Source: Eastern Daily Press 
Pubdate: January 3 1998 
Contact: Sirs,

The recent arrest of a prominent British Cabinet Minister's son, and now
the journalist from the Daily Mirror and another man, for small cannabis
offences, illustrates the ineffectiveness and the injustice of the law
which bans the plant.

That in the midst of a public house where considerable quantities of the
dangerous and addictive legal drug alcohol are openly sold, a small amount
of a plant product recently described as "remarkably safe" by Professor
Lester Grinspoon of Harvard Medical School, yet illegal, was sold.
Prosecution of this is surely the height of hypocrisy and nonsense.

So the lad did what probably a few million other UK people do each day -
pass a small amount of cannabis to someone who wants it.  The fact that the
Daily Mirror journalist asked the youth to get some cannabis as a basis for
the story makes the journalist herself the only one of the three so far
arrested upon whom any allegation of harm could possible be laid.

The annoying thing is the cost, both economic and to police time - the
costs of the phone calls, the interviews, legal consultations with
solicitors, letters exchanged, forensic anaysis, court expenses etc - will
all come out of the public pocket.  To what end?
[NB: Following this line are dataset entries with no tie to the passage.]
PR #8358, opened 2026-06-20
feat(issues): production health gate before closing incidents

64johnlee:
## Thinking Path

> - Issues are how teams track production incidents; closing one (`status → done`) is the signal that the incident is resolved
> - Closure today is approval-based — a human marks it done — with nothing checking that production actually recovered
> - This gap bit us directly: a P0 was approved-closed **three times** while production was still down (deploys `BLOCKED` by a git-author gate, then sitting behind a 401 protection wall)
> - This PR adds an automated health gate in the `PATCH /issues/:id` path: a production-incident issue cannot transition into `done` while its configured live URLs are unhealthy
> - The benefit is that "resolved" means production returns HTTP 200, not just that someone clicked close — and the gate is fail-open (a pure no-op unless explicitly configured) so it can never block unrelated work

No existing public issue — describing inline (bug-report shape):

- **What happens:** A production-incident issue can be moved to `done` purely on approval, with no check against live production. We closed a real P0 three times while production was still fully down.
- **Expected:** Closing a production incident should require that the configured production URLs are actually healthy (HTTP 200, optional body marker) at close time.
- **Impact:** Incidents get marked resolved while customers are still down, eroding the meaning of "done" and delaying real remediation.
- **Scope:** Backend only — the issue-update route and a new service. No schema or API-contract changes.

## What Changed

- **New service `server/src/services/production-health-gate.ts`** — `assertProductionHealthyForClosure()` classifies an issue as a production incident (title/label markers), probes each configured target with retry + timeout, and throws `ProductionHealthGateError` if any target isn't healthy.
- **`PATCH /issues/:id` (`server/src/routes/issues.ts`)** — runs the gate before the DB write; on failure returns **409** `{ code: "production_health_gate_failed", unhealthy: [...] }` instead of closing.
- **Probe latency bounded (review fix)** — retry budget cut from a 44s worst case to **11s** (`RETRIES 3→2`, `TIMEOUT 12s→5s`, `DELAY 4s→1s`) so an activated gate returns its 409 well inside the ~30s client/proxy timeout instead of surfacing as a network timeout.
- **Redirect handling fixed (review fix)** — `fetch` now uses `redirect: "follow"` instead of `"manual"`. With `"manual"`, undici returns an opaque response whose status is always `0`, which would falsely fail any production URL that redirects (http→https, trailing-slash, etc.) and permanently block closure on a healthy endpoint.
- **Tests** — 11 existing vitest cases plus a new case that runs the real probe with `fetch` stubbed, asserting it follows redirects and treats a settled 200 as healthy (covers the previously untested `fetch` path).

## Verification

```bash
pnpm --filter @paperclipai/server vitest run production-health-gate
# -> Test Files 1 passed | Tests 12 passed (11 existing + 1 new probe/redirect case)
```

- Gate **off** (no `PRODUCTION_HEALTH_TARGETS`): ordinary and incident issues close normally — verified by the unconfigured/fail-open cases.
- Gate **on**, all targets 200: incident closes.
- Gate **on**, a target down (e.g. 401): close is blocked with 409 and the unhealthy targets are listed.
- Non-incident issues and non-closing transitions skip the gate entirely.

## Risks

- **Low / opt-in.** The gate is a complete no-op unless `PRODUCTION_HEALTH_TARGETS` is set, the issue matches incident markers, and the transition is into `done`, so unrelated closures are unaffected.
- **In-band latency:** the probe runs inside the PATCH handler. Worst case is now 11s (was 44s), comfortably under typical 30s proxy timeouts.
- **Fail-closed only for genuine incidents:** if production is actually unhealthy, a configured incident cannot be closed — which is the intended behavior.
- No migrations, no breaking API changes; the only new response is the additive 409 on a blocked incident closure.

## Model Used

Claude (Anthropic) — **Opus 4.8**, 1M context window, extended thinking + tool use. Used to assist the implementation and to produce this review-response revision (probe-latency and redirect fixes, added test).

## Checklist

- [x] I have searched GitHub for duplicate or related PRs and linked them above (none — closest is #5447, unrelated incident-cooldown logic)
- [ ] If this change affects the UI, I have included before/after screenshots (N/A — backend only)
- [ ] All Paperclip CI gates are green (will confirm after push)
- [ ] Greptile is 5/5 with no open P2s, recommendations, or follow-ups (re-running after push)

### DIFF
--- a/server/src/__tests__/production-health-gate.test.ts
+++ b/server/src/__tests__/production-health-gate.test.ts
@@ -1,4 +1,4 @@
-import { describe, expect, it } from "vitest";
+import { afterEach, describe, expect, it, vi } from "vitest";
 import {
   assertProductionHealthyForClosure,
   getProductionHealthTargets,
@@ -124,5 +124,37 @@ describe("assertProductionHealthyForClosure", () => {
         probeFn: oneDown,
       }),
     ).resolves.toBeUndefined();
+  });
+});
+
+describe("probe (real fetch path)", () => {
+  afterEach(() => {
+    vi.unstubAllGlobals();
+  });
+
+  it("follows redirects and treats a settled 200 as healthy", async () => {
+    const inits: RequestInit[] = [];
+    vi.stubGlobal(
+      "fetch",
+      vi.fn((_url: string, init: RequestInit) => {
+        inits.push(init);
+        return Promise.resolve(new Response("ok", { status: 200 }));
+      }),
+    );
+
+    // No probeFn -> the real probe() runs, exercising the fetch call.
+    await expect(
+      assertProductionHealthyForClosure({
+        issue: incidentIssue,
+        existingStatus: "in_progress",
+        requestedStatus: "done",
+        env: envWith(),
+      }),
+    ).resolves.toBeUndefined();
+
+    // One probe per configured target, each following redirects (not "manual",
+    // which would yield an opaque status 0 and falsely fail a healthy endpoint).
+    expect(inits).toHaveLength(2);
+    expect(inits.every((init) => init.redirect === "follow")).toBe(true);
   });
 });
--- a/server/src/__tests__/production-health-gate.test.ts
+++ b/server/src/__tests__/production-health-gate.test.ts
@@ -1,0 +1,128 @@
+import { describe, expect, it } from "vitest";
+import {
+  assertProductionHealthyForClosure,
+  getProductionHealthTargets,
+  isProductionIncidentIssue,
+  ProductionHealthGateError,
+  type ProductionHealthResult,
+  type ProductionHealthTarget,
+} from "../services/production-health-gate.js";
+
+const TARGETS_JSON = JSON.stringify({
+  targets: [
+    { name: "pulse-web", url: "https://pulse-web-prod.example.app", expect: { status: 200 } },
+    { name: "pulse", url: "https://getpulse-app.example.app", expect: { status: 200 } },
+  ],
+});
+
+const envWith = (extra: Record<string, string> = {}): NodeJS.ProcessEnv => ({
+  PRODUCTION_HEALTH_TARGETS: TARGETS_JSON,
+  ...extra,
+});
+
+const incidentIssue = { title: "P0: Production Down — all routes 401", labels: [] };
+const ordinaryIssue = { title: "Tweak button padding on settings page", labels: ["ui"] };
+
+const allHealthy = (t: ProductionHealthTarget): Promise<ProductionHealthResult> =>
+  Promise.resolve({ name: t.name, url: t.url, healthy: true, status: 200 });
+const oneDown = (t: ProductionHealthTarget): Promise<ProductionHealthResult> =>
+  Promise.resolve(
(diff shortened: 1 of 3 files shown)


64johnlee:
Thanks both — all review findings addressed in `82a3ea5`:

**@superagent-security (P2 — 409 leaked internal target URLs):** Fixed. The `unhealthy` array in the 409 response now maps to `{ name, status, reason }` only, dropping `url` so internal production infrastructure is no longer disclosed to issue-closers. The `ProductionHealthGateError` message itself only ever contained `name=status`, no URLs.

**@greptile-apps:**
- *P1 — probe latency exceeding client/proxy timeout:* fixed in `b7a68d8` — retry budget cut from 44s to 11s worst case (`RETRIES` 3→2, `TIMEOUT` 12s→5s, `DELAY` 4s→1s), well under the ~30s cutoff.
- *P2 — `redirect: "manual"` opaque status 0:* fixed in `b7a68d8` — now `redirect: "follow"`, judging the final settled status so healthy endpoints that redirect (http→https, trailing-slash) aren't falsely blocked.
- *PR template:* the description now includes Thinking Path, Linked Issues (inline bug description), What Changed, Verification, Risks, Model Used, and the completed Checklist.

Gate tests pass locally (`12/12`, `pnpm --filter @paperclipai/server vitest run production-health-gate`). Re-running Greptile.

64johnlee:
Added a regression test for the security fix in `45a7371`. The 409 projection is now a small pure helper `toPublicUnhealthy()` in the gate service, directly covered by three cases: it never includes a target's internal `url`, returns only the unhealthy entries (`name/status/reason`), and is empty when all targets are healthy.

Gate suite now `15/15` (`pnpm --filter @paperclipai/server vitest run production-health-gate`).

64johnlee:
@greptile-apps re-review — all three findings from the prior review are now addressed on `45a7371`: P1 probe latency bounded to ~11s worst case (was 44s), P2 redirect:follow instead of manual, and P2 409 url-disclosure fixed via toPublicUnhealthy() (regression test added). Could you refresh the review summary against the latest commit? Thanks!

64johnlee:
Fixed in `153d248`. `isProductionIncidentIssue` now matches markers on **word boundaries** (`\bmarker\b`) instead of substring `includes`, with the user-configured markers regex-escaped. So "Update reproduction steps" and "p0lish the UI" no longer trip the gate, while "P0: production is down" and a `p0` label still match.

Added two regression cases (suite now `17/17`): one asserting markers embedded in another word don't match, one asserting whole-word markers next to punctuation still do.

Also confirming the earlier security item is resolved — superagent's latest pass is clean.

64johnlee:
@cryppadotta @devinfoley — this one's ready for merge when you have a moment. All 23 CI checks are green, mergeable/clean, and the bot review findings (Greptile P1/P2, superagent-security URL disclosure, word-boundary marker matching) have all been addressed in follow-up commits. It's a fail-open gate (no-op unless `PRODUCTION_HEALTH_TARGETS` is configured), so it carries no behavior change until opted in. Thanks!

PR #8393, opened 2026-06-20
fix(claude-local): tolerate sandboxes whose Claude CLI lacks --effort

devinfoley:
## Thinking Path

> - The claude-local adapter launches the Claude CLI inside execution environments (local, SSH, and ephemeral sandboxes such as Daytona)
> - Newer adapter code passes `--effort` to the CLI, but the Claude binary baked into some sandbox images is older and rejects it with `error: unknown option '--effort'`, so every run in those environments fails
> - This needs addressing because the failure is environment-dependent and silent from the operator's perspective — the run just dies with a CLI usage error
> - This pull request probes the in-sandbox CLI for `--effort` support once, caches the result per environment, and strips the flag (with a warning) when the CLI does not support it
> - The benefit is that sandboxes with older Claude CLIs keep working instead of failing, with negligible probe overhead because the capability check is cached and reused across ephemeral leases

No public GitHub issue exists. Describing the bug inline following the bug report template:

### What happened?

Runs using the `claude-local` adapter inside certain sandbox/execution environments fail with `error: unknown option '--effort'`. The adapter unconditionally appends `--effort` to the Claude CLI invocation, but the Claude CLI version present in some sandbox base images predates that flag, so the process exits with a usage error and the run dies.

### Expected behavior

The adapter should detect that the target environment's Claude CLI does not support `--effort` and degrade gracefully — drop the flag and emit a warning — rather than failing the run.

### Steps to reproduce

1. Configure an execution environment (e.g. a sandbox image) whose bundled Claude CLI is old enough to predate the `--effort` option.
2. Run any claude-local task that resolves to an effort level (so `--effort` is appended).
3. Observe the run fail immediately with `error: unknown option '--effort'`.

`master` at the time of this PR (branch forked from current `master`).

### Deployment mode

Self-hosted / local instance using execution environments (reproducible with ephemeral sandbox providers such as Daytona where `reuseLease: false`).

### Agent adapter(s) involved

Claude Code (`claude-local`).

## What Changed

- Add a CLI capability probe (`cli-capabilities.ts`) that runs the target Claude binary's `--help` inside the execution environment to detect `--effort` support.
- Strip `--effort` from the CLI args (emitting a warning) when the probe reports the flag is unsupported; keep it otherwise.
- Cache probe results keyed by `sandbox:providerKey:environmentId:command` (no lease id) so the probe is reused across ephemeral leases — important for `reuseLease: false` sandbox configs like Daytona, which would otherwise re-probe on every run.
- Conservative fallback: if the probe itself can't run/parse, assume the flag is supported (preserves prior behavior).

## Verification

- `node_modules/.bin/vitest run src/__tests__/claude-local-execute.test.ts src/__tests__/claude-local-adapter-environment.test.ts` → **2 files, 30 tests passed**.
- Regression test issues two `execute()` calls with distinct lease ids and asserts the in-sandbox `--help` probe runs exactly once (cache reuse across leases).
- Added tests covering: flag stripped when unsupported, flag retained when supported, warning emitted, and conservative fallback when the probe fails.

## Risks

Low risk. The change is additive and gated behind a probe with a conservative default (assume supported on probe failure), so existing environments that support `--effort` are unaffected. Worst case for an environment where the probe is unreliable is the prior behavior (flag passed through).

## Model Used

Claude Opus 4.8 (claude-opus-4-8), extended thinking, with tool use / code execution via Claude Code.

## Checklist

- [ ] I have updated relevant documentation to reflect my changes (N/A — no doc-facing behavior change)
- [ ] All Paperclip CI gates are green (pending CI)
- [ ] Greptile is 5/5 with no open P2s, recommendations, or follow-ups (pending review)

### DIFF
--- a/packages/adapters/claude-local/src/server/cli-capabilities.ts
+++ b/packages/adapters/claude-local/src/server/cli-capabilities.ts
@@ -78,9 +78,12 @@ export async function claudeCommandSupportsEffortFlag(input: {
   const cached = effortFlagSupportCache.get(key);
   if (cached) return cached;
 
-  const probe = probeClaudeCommandSupportsEffortFlag(input).catch((error) => {
+  // A thrown probe (e.g. sandbox connection error, ENOENT spawning the binary)
+  // must degrade to the conservative fallback rather than killing the run, so we
+  // resolve to null and drop the cache entry to retry on the next lease.
+  const probe = probeClaudeCommandSupportsEffortFlag(input).catch(() => {
     effortFlagSupportCache.delete(key);
-    throw error;
+    return null;
   });
   effortFlagSupportCache.set(key, probe);
   return probe;
--- a/packages/adapters/claude-local/src/server/cli-capabilities.ts
+++ b/packages/adapters/claude-local/src/server/cli-capabilities.ts
@@ -1,0 +1,40 @@
+import type { AdapterExecutionTarget } from "@paperclipai/adapter-utils/execution-target";
+import { runAdapterExecutionTargetProcess } from "@paperclipai/adapter-utils/execution-target";
+import path from "node:path";
+
+export function claudeCommandLooksLike(command: string, expected = "claude"): boolean {
+  const base = path.basename(command).toLowerCase();
+  return base === expected || base === `${expected}.cmd` || base === `${expected}.exe`;
+}
+
+export async function claudeCommandSupportsEffortFlag(input: {
+  runId: string;
+  command: string;
+  target: AdapterExecutionTarget | null | undefined;
+  cwd: string;
+  env: Record<string, string>;
+  timeoutSec: number;
+  graceSec: number;
+}): Promise<boolean | null> {
+  if (!claudeCommandLooksLike(input.command, "claude")) return null;
+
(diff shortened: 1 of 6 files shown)


devinfoley:
@greptileai addressed the three P1 exception-propagation findings in `94067dc51`.

Rather than `.catch(() => null)` at each call site, the fix is centralized in `cli-capabilities.ts`: when the `--help` probe rejects (sandbox connection error, `ENOENT`, etc.) `claudeCommandSupportsEffortFlag` now resolves to `null` and drops the cache entry. This makes the conservative fallback unconditional for *every* caller (`execute.ts` and `test.ts`) — the public function can no longer reject from the probe path — while preserving the retry-on-next-lease behaviour via cache deletion.

Added a regression test (`server/src/__tests__/claude-local-execute.test.ts`) that drives a throwing sandbox runner and asserts the probe resolves to `null` (not rejects) and re-probes on the next lease. Targeted suite: 31 passed.

techwizard-live (approved):
Reviewed the capability-probe path and tests. The change is sandbox-gated, falls back to prior behavior on unknown/probe failure, and has coverage for strip/pass-through/cache/retry cases. LGTM.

Punishing someone for a
crime without a victim. A fine example of continuing British justice!

Now that the cannabis laws can be seen clearly for what they are, let's get
rid of them and the concept that the Nanny State is more capable to decide
what we can smoke or what we can eat.  Then maybe 1998 will see the return
of the missing 'feelgood factor' - the right to freedom of choice,
lifestyle, religion, speech and, most importantly, information.